There are now keyword arguments in the calculator. “KPOINT_GRID” are the density at which we sample the inverse space. “h” is the grid spacing of our mesh basis set. “TOL_SCF” is the convergence criteria for SCF cycle. “RELAX_FLAG” is just telling it we want to perform a structural relaxtion. You will need to specify parameters or keyword arguments prior to running DFT calculations. If you are using LDA or GGA_PBE as exchange correlation functionals, you will need to run convergence tests on KPOINT_GRID and h(mesh spacing).

Let’s run it (don’t do this normally on headnode.) Note that it has made lots of output files. “SPARC.out” is the main one.

At the top are the settings. Many of these are defaults we did not enter. Next we See Self Consistent Field blocks. These are converging the electron density of the structure. Once converged it gets the energy and forces (electronic relaxtion), then moves the atoms down the potential energy surface (ionic relaxtion).

5.3.1.2.1. Important Note:#

A calculation with higher number of k points and/or higher value of mesh spacing will be more accurate. Sometimes, you will come across convergence issues while running calculations. In such cases, you can look at your main output file (*.out) that saves the energies of each SCF cycle and find out where it breaks. There might be a warning for example:

“WARNING: SCF#1 did not converge to desired accuracy!”

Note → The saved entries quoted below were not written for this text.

PR #4208, opened 2022-06-22
Mailpoet 4222 update vulnerable dependencies

samnajian:
This PR addresses items in [MAILPOET-4222]

[MAILPOET-4222]: https://mailpoet.atlassian.net/browse/MAILPOET-4222?atlOrigin=eyJpIjoiNWRkNTljNzYxNjVmNDY3MDlhMDU5Y2ZhYzA5YTRkZjUiLCJwIjoiZ2l0aHViLWNvbS1KU1cifQ


mailpoet/package.json
```diff
@@ -180,24 +182,38 @@
...
     "wp-types": "^3.59.1"
+  },
+  "overrides": {
+    "prismjs": "$prismjs",
+    "webpack": "$webpack",
+    "react": "$react",
+    "underscore": "$underscore",
+    "trim": "$trim",
+    "glob-parent": "$glob-parent",
+    "meow": "$meow"
```
johnolek: @samnajian I haven't used `overrides` like this before. If I understand it correctly this will force any package that's referencing one of these to use the versions we're specifying in `dependencies` or `devDependencies`, is that right?

Would this explain why so many lines have been removed in `package-lock.json` compared to the number added? Perhaps there were lots of packages that were depending on different versions of these packages, and now that they're all referencing the same exact versions there are much fewer dependencies in general?

image

I'm just wondering if it's really necessary to include all of these in `overrides` and if it might cause problems down the line. Although this seems to be working fine now, what happens if we add a different package in the future that depends on `webpack` or `react` and doesn't work with the version we're using?

Please correct me if I'm not understanding this correctly.

It seems like we would want to keep this list as small as possible to reduce unexpected side effects in the future. Maybe we could document somewhere in this file, or the commit message(s), the specific packages that require us to include these overrides? 

Maybe we'll be able to remove some overrides in the future but it would be somewhat difficult to know which are okay to remove without more documentation (unless I'm missing something, in which case my apologies!).

johnolek (commented):
@samnajian I think this looks good, but I do have one question about the `overrides`, which I've included as a separate comment.

I think it might be good to get someone else, someone who's more familiar with the plugin's dependencies, to take a quick look at this just because I don't feel familiar enough to approve all these changes with confidence.

mailpoet/package.json
samnajian: Thanks for taking into it @johnolek.
Your analogy for the big number of changes is the package-lock.json is correct.

> I'm just wondering if it's really necessary to include all of these in overrides and if it might cause problems down the line. Although this seems to be working fine now, what happens if we add a different package in the future that depends on Webpack or React and doesn't work with the version we're using?

On one hand, most of the overrides ( other than underscore ) are made to mitigate issues arising from packages used by Storybook which means it's pretty safe for the production build, and also the overrides are basically forcing Storybook to use the versions we use for the main app. 
On the other hand, these overrides are done via reference to the versions installed in dependencies/devDependencies sections ( using variables instead of hard-coding versions ), so updating them in the future, for the most part, wouldn't mean that we need to touch the overrides as well.

I hope this explains the PR a bit better, let me know if you still think we'd need more supporting documentation and then maybe we can work on a solution.

johnolek: @samnajian Thanks for the explanation!

If the vulnerable packages related to storybook aren't included/used in the production build, is it necessary to override them at all right now?

Based on the following discussions, it looks like storybook will have a vulnerability-free dependency tree with version 7.0:
https://github.com/storybookjs/storybook/issues/14603
https://github.com/storybookjs/storybook/issues/15174

Looking at the current [storybook releases](https://github.com/storybookjs/storybook/releases), it looks like they're currently have version 7 alpha 6, so it probably won't be too long until we could just update to version 7.

It makes sense to me to use overrides for dependencies that are no longer maintained, like `backbone.supermodel`. That package hasn't seen an update in 7 years, and because it's depending on `underscore` with a version of [~1.5.2](https://github.com/tanqhnguyen/backbone.supermodel/blob/9780ba0c855cf16ca3900ead2027ec3974494432/package.json#L33) it's preventing us from updating to a newer minor version of `underscore`. Therefore our only viable option in that case is to use an override. Am I understanding that correctly?

Since storybook version 7 should no longer have any vulnerable dependencies in its tree, and because the vulnerabilities that currently exist should only ever affect our dev environment, it seems like it would be a better option to wait for that version.

But even if these dependencies are only used by storybook right now, isn't it possible that they might get referenced by some of our production dependencies in the future?

For example, could something like this happen?

1. We lock some package P to version `^6.0.1` in our overrides. Right now only storybook depends on it and nothing breaks by forcing the override.
2. Some months or years from now we update one of our prod dependencies Q, and it now depends on package P version `^7.0`.
3. Because of our overrides, package Q will be forced to use version `^6.0.1` instead of `^7.0`. This could cause some unexpected and difficult-to-debug behavior.

Perhaps that would be very unlikely, but it still seems like it would be best to minimize the risk of it happening at all, unless `npm` would tell us that something like this had happened.

Long story short, my impression is that the more overrides we have the more risk there is that we would see subtle problems in the future, and it could be difficult to know when it's safe to update those overrides. 

Please let me know if I'm misunderstanding anything and/or if you think there's a compelling reason to use overrides now for the storybook-related vulnerabilities instead of waiting to update to storybook version 7 when it's released.

samnajian: @johnolek thanks alot for a deep look into things.

> Long story short, my impression is that the more overrides we have the more risk there is that we would see subtle problems in the future, and it could be difficult to know when it's safe to update those overrides.

The first part is correct, but for the second part: later on for instance as we update the storybook ( per our usual recurring npm package update tickets like [MAILPOET-4257] ) we'll simply remove the overrides and run `npm audit` again which would tell us if we are green or not, the statement you made about future updates is always true and we should keep running npm audit after each npm package update and I don't think this ticket is going to change that.

> Please let me know if I'm misunderstanding anything and/or if you think there's a compelling reason to use overrides now for the storybook-related vulnerabilities instead of waiting to update to storybook version 7 when it's released.

I'd like to get rid of the vulnerabilities as soon as possible for obvious reasons and then enforce running npm audit after each package update and update the overrides since just like what you mentioned in a perfect world we should have no overrides at all and we can always drive towards perfection!

johnolek (dismissed):
Sorry for the delay in adding my approval, @samnajian. I think your explanation makes sense and thank you for the discussion we had about it. Since I don't have much experience with using overrides I do still think it might be good to get a second opinion from someone else on the team, but I'll leave that up to you, which is why I'm going to assign this back to you. Do feel free to move it along to QA.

You can play around with input mixing parameters of SPARC in such cases. Some parameters that can be modified if SCF is not converging are:

MIXING_VARIABLE, MIXING_PARAMETER, MIXING_HISTORY, MIXING_PRECOND, CHEB_DEGRESS

More information about the input parameters can be found in the SPARC manual that is available on GitHub (link).

5.3.1.3. Submitting DFT calculations#

Let’s copy in our sparc python script and SLURM batch file. Modify the SLURM file to source the SPARC environment and run the script. The SLURM script should have the following lines:

source /path/to/packages/sparc_env.sh
python calc_sparc.py

5.3.1.4. What is SPARC doing?#

In a broad sense, SPARC is solving the schrodinger equation very approximately. It is doing this through an iterative calculation. You begin with some initial guess of the electron density, then refine that by minimizing the energy. Once you’ve hit some convergence criteria, you terminate this, then you can calculate the energy and forces.

5.3.1.5. Exercise:#

  1. Clone the SPARC and sprac-dft-api repository from GitHub and set up an environment for running calculations in SPARC on PACE.

  2. Write a script to build a Platinum bulk crystal and run a single-point DFT calculation in SPARC.